Edna O'Brien is regarded today as one of Ireland's most eminent writers. Declan Kiberd, for instance, has referred to her prose style as one of ‘surpassing beauty and exactitude’. Such accolades, however, are a relatively recent phenomenon. It is only in the last ten to fifteen years that substantial critical attention has been paid to her work, largely due to the endeavours of feminist scholars. Most criticism of O'Brien's work has been from the perspective of gender and sexuality, something which is not surprising given the subject-matter of her early work. For critics who read her through psychoanalytical theory, it is an unresolved relationship with the mother that is the key to her work. Heather Ingman, for instance, has explored how the dual discourse of nation and motherhood in Ireland underpins many of O'Brien's characterizations. This is something which resonates in her depictions of Irish migrant women, particularly in respect to how their love affairs often reignite unresolved issues in their relationships with their mothers.

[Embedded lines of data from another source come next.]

PR #1613, opened 2016-03-15
Only mask etcd service for containerized installls when it's installed

sdodson:
Proposed fix for https://bugzilla.redhat.com/show_bug.cgi?id=1317734
I'm assuming they're installing containerized onto a host that does not have etcd installed.

### DIFF
--- a/roles/etcd/tasks/main.yml
+++ b/roles/etcd/tasks/main.yml
@@ -36,8 +36,12 @@
     state: stopped
     enabled: no
 
+- name: Check for etcd service presence
+  command: systemctl show etcd.service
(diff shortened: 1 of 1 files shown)


sdodson:
@detiber mind taking a look, hopefully QE will test this overnight. I'm making some assumptions that this is what they're running into but I'm not certain. Uncertain if we need the masking or not, so removing it is another possible solution. I just wasn't sure what sort of issues you ran into without masking it.

detiber:
lgtm @brenton

sdodson:
QE marked the bug verified.

PR #1614, opened 2016-03-16
Bug 1317755 - Set insecure-registry for internal registry by default

detiber:
Addresses https://bugzilla.redhat.com/show_bug.cgi?id=1317755

### DIFF
--- a/roles/openshift_node/tasks/main.yml
+++ b/roles/openshift_node/tasks/main.yml
@@ -23,7 +23,6 @@
       iptables_sync_period: "{{ openshift_node_iptables_sync_period | default(None) }}"
       kubelet_args: "{{ openshift_node_kubelet_args | default(None) }}"
       labels: "{{ lookup('oo_option', 'openshift_node_labels') | default( openshift_node_labels | default(none), true) }}"
-      portal_net: "{{ openshift_master_portal_net | default(None) }}"
       registry_url: "{{ oreg_url | default(none) }}"
       schedulable: "{{ openshift_schedulable | default(openshift_scheduleable) | default(None) }}"
       sdn_mtu: "{{ openshift_node_sdn_mtu | default(None) }}"
--- a/playbooks/common/openshift-node/config.yml
+++ b/playbooks/common/openshift-node/config.yml
@@ -115,6 +115,11 @@
   vars:
     openshift_node_master_api_url: "{{ hostvars[groups.oo_first_master.0].openshift.master.api_url }}"
     openshift_node_first_master_ip: "{{ hostvars[groups.oo_first_master.0].openshift.common.ip }}"
+    # TODO: configure these based on
+    # hostvars[groups.oo_first_master.0].openshift.hosted.registry instead of
+    # hardcoding
+    openshift_docker_hosted_registry_insecure: True
+    openshift_docker_hosted_registry_network: "{{ hostvars[groups.oo_first_master.0].openshift.master.portal_net }}"
   roles:
   - openshift_node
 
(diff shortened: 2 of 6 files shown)


detiber:
aos-ci-test

detiber:
Ok, so this is presenting issues for containerized installations currently...  I'm seeing an issue where the image streams are failing to import, and I believe it's related to the way that services are getting restarted. 

One thing I noticed is that with the dependency chains pulling in roles like docker, we have the interesting side-effect of handlers not being kicked off until after the top level role has been processed. 

My initial thought is to not rely on handlers at least for the docker role, but a better option may be to just  adding additional checks on the services following the restart of a dependent service.

Maybe we could have the handler in the role dependency trigger a handler in the dependent role to validate that the service comes back up appropriately before continuing?

@abutcher @sdodson thoughts?

roles/openshift_node/tasks/main.yml
```diff
@@ -23,7 +23,6 @@
       iptables_sync_period: "{{ openshift_node_iptables_sync_period | default(None) }}"
       kubelet_args: "{{ openshift_node_kubelet_args | default(None) }}"
       labels: "{{ lookup('oo_option', 'openshift_node_labels') | default( openshift_node_labels | default(none), true) }}"
-      portal_net: "{{ openshift_master_portal_net | default(None) }}"
```
sdodson: You're removing this because it was really only needed by docker? I need this for the dns work but I can add it back in after this merges.

sdodson:
> One thing I noticed is that with the dependency chains pulling in roles like docker, we have the interesting side-effect of handlers not being kicked off until after the top level role has been processed.

Could you flush them within the docker role?
- meta: flush_handlers

It's not entirely clear to me if this only works in playbooks or within a role.
http://docs.ansible.com/ansible/playbooks_intro.html#handlers-running-operations-on-change

roles/openshift_node/tasks/main.yml
detiber: Is the whole portal_net needed, or just the DNS IP? I'm fine with persisting either though, I just didn't see a need to keep persisting a value on the node that was not needed.

abutcher:
> It's not entirely clear to me if this only works in playbooks or within a role.
http://docs.ansible.com/ansible/playbooks_intro.html#handlers-running-operations-on-change

Looks like either would work.

roles/openshift_node/tasks/main.yml
sdodson: What I really need in that work is the kube_svc_ip which is computed from portal_net. But I guess we could just persist that.

detiber: +1 on just persisting the kube service ip, since it will also provide the default for the dns_ip (which we are currently only persisting if the user overrides it, otherwise we are performing a bit of acrobatics to determine it.

detiber:
`meta: flush_handlers` did the trick, thanks!

@abutcher as we start implementing the delegate_to pattern and nesting these roles a bit more through dependencies, we'll probably need to make sure to flush the handlers at the end of each tasks/main.yml for the dependent roles.


@abutcher @sdodson: as an aside, one thing that I was thinking about, was instead of doing service started/enabled and bypassing the handlers at install time, we *could* instead just enable the service and allow the handlers to kick off a restart...  we may need to add a task to notify the handler if the service is presently stopped, though.

detiber:
aos-ci-test

detiber:
@brenton

sdodson:
Confirmed this fixes it in my own testing. LGTM

PR #2677, opened 2016-10-27
Docker daemon is started prematurely.

EricMountain-1A:
Docker service is started prior to configuration changes being applied.
The service is then not restarted by the handlers, so configuration
changes are not applied.

We now start the docker service only once all config changes have been
made.

### DIFF
--- a/roles/docker/tasks/main.yml
+++ b/roles/docker/tasks/main.yml
@@ -54,17 +54,6 @@
     dest: "{{ docker_systemd_dir }}/custom.conf"
     src: custom.conf.j2
 
-- name: Start the Docker service
-  systemd:
-    name: docker
-    enabled: yes
-    state: started
-    daemon_reload: yes
-  register: start_result
-
-- set_fact:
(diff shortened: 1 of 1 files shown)


roles/docker/tasks/main.yml
```diff
@@ -113,4 +103,14 @@
   notify:
     - restart docker
```
stevekuznetsov: Wouldn't this have restarted the daemon after configuration?

EricMountain-1A: Not the very first time round, because the task `Start the Docker service` starts docker, registers the result in `start_result` and then we have:

```
- set_fact:
    docker_service_status_changed: start_result | changed
```

And the `restart docker` handler only runs

```
  when: not docker_service_status_changed | default(false) | bool
```

EricMountain-1A:
Thanks @abutcher , rebased.

abutcher:
aos-ci-test

PR #2679, opened 2016-10-27
Add requirements, fix a small formatting issue.

erinn:
Ansible can be run with jinja <= 2.7 but jinja 2,7 is required for some of the iptables modules (at least), specifically the map filter: http://jinja.pocoo.org/docs/dev/changelog/#version-2-7


abutcher:
@sdodson ptal

PR #2681, opened 2016-10-27
Bug 1388191 - Default docker log driver should be journald

abutcher:
Fixes Bug 1388191
https://bugzilla.redhat.com/show_bug.cgi?id=1388191

### DIFF
--- a/inventory/byo/hosts.origin.example
+++ b/inventory/byo/hosts.origin.example
@@ -79,7 +79,7 @@ openshift_release=v1.4
 # Disable pushing to dockerhub
 #openshift_docker_disable_push_dockerhub=True
 # Items added, as is, to end of /etc/sysconfig/docker OPTIONS
-# Default value: "--log-driver=json-file --log-opt max-size=50m"
+# Default value: "--log-driver=journald"
 #openshift_docker_options="-l warn --ipv6=false"
 
 # Specify exact version of Docker to configure or upgrade to.
--- a/inventory/byo/hosts.ose.example
+++ b/inventory/byo/hosts.ose.example
@@ -79,7 +79,7 @@ openshift_release=v3.4
 # Disable pushing to dockerhub
 #openshift_docker_disable_push_dockerhub=True
 # Items added, as is, to end of /etc/sysconfig/docker OPTIONS
-# Default value: "--log-driver=json-file --log-opt max-size=50m"
+# Default value: "--log-driver=journald"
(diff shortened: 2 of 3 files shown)


abutcher:
aos-ci-test

abutcher:
@tbielawa PTAL

tbielawa:
Discussing potential docker restart issue on IRC now.

abutcher:
Changing the default here will cause a node-wide restart of docker and we're considering what options we have to reorganize this.

detiber:
@abutcher @tbielawa: I think we'll want to preserve the existing value for existing users, new users should get the journald logging and we should handle the transition as part of the 1.4/3.4 upgrade (@dgoodwin)

dgoodwin:
Upgrade is a very safe place to apply it. 

We just need a way to roll it out for new 3.4 clusters as well, but *not* on re-run's of config.yml. I can't think of any place we do that today offhand.

dgoodwin:
02:41pm <jdetiber> dgoodwin: we could do it at a release boundary...  all new 3.4 clusters will have it by default
02:41pm <jdetiber> 3.3 and earlier would be the old value
02:41pm <jdetiber> since we are forking
02:42pm <jdetiber> err branching

abutcher:
@dgoodwin So, this change along with some upgrade logic would only go into master + 3.4 branches?

richm:
LGTM - I've been testing with `openshift_docker_options: '--log-driver=journald'` for a few months now.

sdodson:
@richm -- From the duped PR you said
> If you change this on an existing cluster, you will need to restart fluentd so that it knows to use journald as the input source. That is, on the node, when you restart docker to use journald, you should restart fluentd on that node too. When upgrading to 3.4, will all of the logging components be restarted/redeployed?

We don't really have logging upgrades automated so we'd instruct people to follow the documentation to upgrade logging. I assume fluentd is covered there? If not would simply deleting all fluentd pods after the upgrade be sufficient?

richm:
@sdodson I'm not sure what logging upgrade does - it may restart fluentd.  But at any rate, yes, simply deleting all of the fluentd pods would work.

ewolinetz:
@sdodson the upgrade script will delete the daemonset (if it exists) and recreate it afterwards. So as long as the nodes are [still] labeled and the matchSelector hasn't changed it redeploys Fluentd.

sdodson:
aos-ci-test

abutcher:
aos-ci-test

PR #2683, opened 2016-10-28
Update master_lb vs cluster_hostname workflow

smunilla:
Previously, the messaging around setting cluster_hostname
for single master setups was confusing. This should help with
that as well as removing unecessary values from the cfg file.


smunilla:
aos-ci-test

smunilla:
aos-ci-test

PR #2685, opened 2016-10-29
Set cloudprovider kind with openshift_facts.

ganhuang:
Fix https://bugzilla.redhat.com/show_bug.cgi?id=1389928


ganhuang:
Close it as the bug has already been fixed.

O'Brien's relationship with her own mother was a troubled one and in much of her work migration provides a backdrop against which relationships between mothers and daughters are closely examined. In this regard, the escape from Ireland which many of her protagonists enact through migration takes on a distinct maternal dimension, alluded to by O'Brien as ‘another birth, a further breach of waters’. The autobiographical content of her novels has long been a subject of interest, and in recent studies there has been a distinct focus on the subject of O'Brien's public persona and how this has affected the reception of her novels. Issues of fact and fiction are particularly apparent in The Country Girls Trilogy (1960–64), which largely mirrors her own experiences of growing up and leaving Ireland in the post-war years. After marrying the Irish/Czech writer Ernest Gébler, O'Brien moved to London with her family in 1959, at which point she began to write The Country Girls (1960), the first part of the trilogy. It is generally accepted that the relationship between Kate and Eugene Gaillard, who tellingly shares the same initials as O'Brien's husband, was closely modelled on her marriage, and it is tempting, therefore, to read Kate as a fictionalized version of the author. But the parallel can only be taken so far.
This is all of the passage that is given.